Directions for this task:
Every record shown below should be duplicated exactly.

Provided records:

==*==

PR #237, opened 2023-09-02
feat: module docs

fgdorais:
Add statement of purpose as requested in #203.


Std/Data/Nat/Lemmas.lean
```diff
@@ -344,7 +351,7 @@ protected theorem add_self_ne_one : ∀ (n : Nat), n + n ≠ 1
     have h1 : succ (succ (n + n)) = 1 := succ_add n n ▸ h
     Nat.noConfusion h1 fun.
 
-/-! ### sub -/
+/-! ## sub -/
```
YaelDillies, line 354: I think it makes sense to keep the headers with the same size as everywhere else even if we're not using the intermediate size.

YaelDillies (approved):
Thank you! I'm happy with this docstring, but I guess Mario should sign off.

Std/Data/Nat/Lemmas.lean
digama0: I don't think we are being very consistent about header size. It probably requires a global review.

YaelDillies: At least, we're consistent within mathlib.

fgdorais: Should I change from `##` to `###`? The file was inconsistent so I picked one. I have no personal preference for 2 or 3.

YaelDillies: I'd personally go for `###` but I guess Mario might have a different opinion.

Std/Data/Nat/Lemmas.lean
```diff
@@ -8,6 +8,13 @@ import Std.Tactic.Basic
 import Std.Data.Nat.Init.Lemmas
 import Std.Data.Nat.Basic
 
+/-! # Basic lemmas about natural numbers
+
+The primary purpose of the lemmas in this file is to assist with reasonning
```
semorrison, line 13:
```suggestion
The primary purpose of the lemmas in this file is to assist with reasoning
```

semorrison (approved):

PR #238, opened 2023-09-04
chore: upstream left and right tactics

semorrison:


Std/Tactic/LeftRight.lean
```diff
@@ -0,0 +1,45 @@
...
+checking that it is an inductive type,
+and that there are the expected number of constructors.
+-/
+def nthConstructor (name : Name) (idx : Nat) (max : Option Nat) (goal : MVarId) :
+    MetaM (List MVarId) := do
+  goal.withContext do
+    goal.checkNotAssigned name
+    matchConstInduct (← goal.getType').getAppFn
+      (fun _ ↦ throwTacticEx `constructor goal "target is not an inductive datatype")
+      fun ival us ↦ do
```
digama0, line 23:
```suggestion
      (fun _ => throwTacticEx `constructor goal "target is not an inductive datatype")
      fun ival us => do
```

digama0:
needs a test

semorrison:
Added a test.

digama0:
also examples for inductives with one constructor, three constructors, definitions that unfold to inductives, and non-inductives

semorrison:
Completed tests.

PR #241, opened 2023-09-06
chore: upstream on_goal / pick_goal / swap

semorrison:


fgdorais:
I think this needs more justification. I can see this is of some use but I'm wondering why structured proofs don't solve most of the use cases. Some parts would be handy for writing basic tactics that need to reorder goals but there are other ways to do that. Bottom line, this looks like legacy Lean 3 code for the most part.

I would like to see a less complicated API and more convincing test cases.

digama0:
I believe the motivation is at least in part so that they can be generated by tools like `aesop` that generate proof scripts replicating what they did on the goal, which are still largely readable and suitable for inclusion in the source text.

fgdorais:
I understand now. Also, the tests for #242 are exactly the kind of use cases I was looking for. I approve.

fgdorais (approved):

joehendrix (approved):

PR #243, opened 2023-09-06
chore: upstream split_ifs

semorrison:


digama0:
This one seems like big sadness to me, why can't we use `split` instead? Have we given up on progressing https://github.com/leanprover/lean4/issues/2414 or is the issue something else?

semorrison:
@digama0 my main complaint is lack of `split with h`.

digama0:
Is that a feature request I hear?

semorrison:
I'm going to close this now, let's see if we can work on `split` instead.

PR #1004, opened 2020-08-17
Events: add Request{Buy|Sell} events to StoreEvents

### LINKED ISSUE #991: [Feature Request] Add support for blocking store transactions from taking place (buying, selling items to stores)
It would be nice to be able to stop a store transaction from happening. Right now it's kind of hard to limit different kinds of items with same base item type from being sold to stores and dealing with items after the fact is kind of messy. Also there's the issue of selling unidentified items to stores making them identified.

Daztek:
Resolves #991


mtijanic:
Might be useful to also expose `pStore->CalculateItemSellPrice(pItem, pCreature->m_idSelf)` somehow. Either as an extra event data, or even a standalone funciton.

PR #1015, opened 2020-08-22
Encounters: Allow to tag a creature as already used

julien-lecomte:


mtijanic:
This will require a recompile + nss update for everyone using it, but the alternative would be even more hassle, so.. good enough.

julien-lecomte:
I wouldn't have minded if I were to keep this on a branch of my own on top of master until you decide it's time for a new release.

Also, edited (and fixed) my sample nss code.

==*==

Response area:
PR #237, opened 2023-09-02
feat: module docs

fgdorais:
Add statement of purpose as requested in #203.


Std/Data/Nat/Lemmas.lean
```diff
@@ -344,7 +351,7 @@ protected theorem add_self_ne_one : ∀ (n : Nat), n + n ≠ 1
     have h1 : succ (succ (n + n)) = 1 := succ_add n n ▸ h
     Nat.noConfusion h1 fun.
 
-/-! ### sub -/
+/-! ## sub -/
```
YaelDillies, line 354: I think it makes sense to keep the headers with the same size as everywhere else even if we're not using the intermediate size.

YaelDillies (approved):
Thank you! I'm happy with this docstring, but I guess Mario should sign off.

Std/Data/Nat/Lemmas.lean
digama0: I don't think we are being very consistent about header size. It probably requires a global review.

YaelDillies: At least, we're consistent within mathlib.

fgdorais: Should I change from `##` to `###`? The file was inconsistent so I picked one. I have no personal preference for 2 or 3.

YaelDillies: I'd personally go for `###` but I guess Mario might have a different opinion.

Std/Data/Nat/Lemmas.lean
```diff
@@ -8,6 +8,13 @@ import Std.Tactic.Basic
 import Std.Data.Nat.Init.Lemmas
 import Std.Data.Nat.Basic
 
+/-! # Basic lemmas about natural numbers
+
+The primary purpose of the lemmas in this file is to assist with reasonning
```
semorrison, line 13:
```suggestion
The primary purpose of the lemmas in this file is to assist with reasoning
```

semorrison (approved):

PR #238, opened 2023-09-04
chore: upstream left and right tactics

semorrison:


Std/Tactic/LeftRight.lean
```diff
@@ -0,0 +1,45 @@
...
+checking that it is an inductive type,
+and that there are the expected number of constructors.
+-/
+def nthConstructor (name : Name) (idx : Nat) (max : Option Nat) (goal : MVarId) :
+    MetaM (List MVarId) := do
+  goal.withContext do
+    goal.checkNotAssigned name
+    matchConstInduct (← goal.getType').getAppFn
+      (fun _ ↦ throwTacticEx `constructor goal "target is not an inductive datatype")
+      fun ival us ↦ do
```
digama0, line 23:
```suggestion
      (fun _ => throwTacticEx `constructor goal "target is not an inductive datatype")
      fun ival us => do
```

digama0:
needs a test

semorrison:
Added a test.

digama0:
also examples for inductives with one constructor, three constructors, definitions that unfold to inductives, and non-inductives

semorrison:
Completed tests.

PR #241, opened 2023-09-06
chore: upstream on_goal / pick_goal / swap

semorrison:


fgdorais:
I think this needs more justification. I can see this is of some use but I'm wondering why structured proofs don't solve most of the use cases. Some parts would be handy for writing basic tactics that need to reorder goals but there are other ways to do that. Bottom line, this looks like legacy Lean 3 code for the most part.

I would like to see a less complicated API and more convincing test cases.

digama0:
I believe the motivation is at least in part so that they can be generated by tools like `aesop` that generate proof scripts replicating what they did on the goal, which are still largely readable and suitable for inclusion in the source text.

fgdorais:
I understand now. Also, the tests for #242 are exactly the kind of use cases I was looking for. I approve.

fgdorais (approved):

joehendrix (approved):

PR #243, opened 2023-09-06
chore: upstream split_ifs

semorrison:


digama0:
This one seems like big sadness to me, why can't we use `split` instead? Have we given up on progressing https://github.com/leanprover/lean4/issues/2414 or is the issue something else?

semorrison:
@digama0 my main complaint is lack of `split with h`.

digama0:
Is that a feature request I hear?

semorrison:
I'm going to close this now, let's see if we can work on `split` instead.

PR #1004, opened 2020-08-17
Events: add Request{Buy|Sell} events to StoreEvents

### LINKED ISSUE #991: [Feature Request] Add support for blocking store transactions from taking place (buying, selling items to stores)
It would be nice to be able to stop a store transaction from happening. Right now it's kind of hard to limit different kinds of items with same base item type from being sold to stores and dealing with items after the fact is kind of messy. Also there's the issue of selling unidentified items to stores making them identified.

Daztek:
Resolves #991


mtijanic:
Might be useful to also expose `pStore->CalculateItemSellPrice(pItem, pCreature->m_idSelf)` somehow. Either as an extra event data, or even a standalone funciton.

PR #1015, opened 2020-08-22
Encounters: Allow to tag a creature as already used

julien-lecomte:


mtijanic:
This will require a recompile + nss update for everyone using it, but the alternative would be even more hassle, so.. good enough.

julien-lecomte:
I wouldn't have minded if I were to keep this on a branch of my own on top of master until you decide it's time for a new release.

Also, edited (and fixed) my sample nss code.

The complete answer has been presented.